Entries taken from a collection

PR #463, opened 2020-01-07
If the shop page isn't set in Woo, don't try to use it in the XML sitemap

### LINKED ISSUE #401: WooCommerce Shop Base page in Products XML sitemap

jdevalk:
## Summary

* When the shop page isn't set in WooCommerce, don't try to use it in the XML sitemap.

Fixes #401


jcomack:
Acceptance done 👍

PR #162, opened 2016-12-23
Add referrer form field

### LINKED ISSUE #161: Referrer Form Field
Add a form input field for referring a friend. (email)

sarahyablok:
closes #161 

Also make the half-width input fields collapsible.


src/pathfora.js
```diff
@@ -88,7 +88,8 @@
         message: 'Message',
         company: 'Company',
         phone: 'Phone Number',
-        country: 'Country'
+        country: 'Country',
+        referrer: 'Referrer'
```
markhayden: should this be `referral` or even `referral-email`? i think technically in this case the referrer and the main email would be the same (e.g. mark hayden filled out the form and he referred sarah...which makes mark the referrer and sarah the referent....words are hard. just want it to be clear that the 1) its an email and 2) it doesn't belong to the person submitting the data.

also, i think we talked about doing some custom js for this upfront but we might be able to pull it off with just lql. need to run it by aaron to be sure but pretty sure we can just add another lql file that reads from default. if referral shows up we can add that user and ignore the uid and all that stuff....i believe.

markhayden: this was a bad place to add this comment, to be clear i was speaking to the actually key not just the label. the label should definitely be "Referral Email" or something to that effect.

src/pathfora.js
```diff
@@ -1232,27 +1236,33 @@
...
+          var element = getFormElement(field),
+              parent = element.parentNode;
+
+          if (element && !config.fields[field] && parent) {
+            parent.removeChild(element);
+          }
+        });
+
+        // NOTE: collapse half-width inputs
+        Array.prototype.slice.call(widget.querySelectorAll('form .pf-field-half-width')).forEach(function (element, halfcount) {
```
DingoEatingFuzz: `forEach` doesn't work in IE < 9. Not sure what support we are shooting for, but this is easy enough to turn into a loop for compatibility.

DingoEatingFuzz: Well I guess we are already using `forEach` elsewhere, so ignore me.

◆ WHAT IS NEEDED:
Look back at the entries above. Retype the line with "### LINKED ISSUE #401: WooCommerce", the line with "closes #161", and all lines in between.

◆ SOLUTION:
### LINKED ISSUE #401: WooCommerce Shop Base page in Products XML sitemap

jdevalk:
## Summary

* When the shop page isn't set in WooCommerce, don't try to use it in the XML sitemap.

Fixes #401


jcomack:
Acceptance done 👍

PR #162, opened 2016-12-23
Add referrer form field

### LINKED ISSUE #161: Referrer Form Field
Add a form input field for referring a friend. (email)

sarahyablok:
closes #161 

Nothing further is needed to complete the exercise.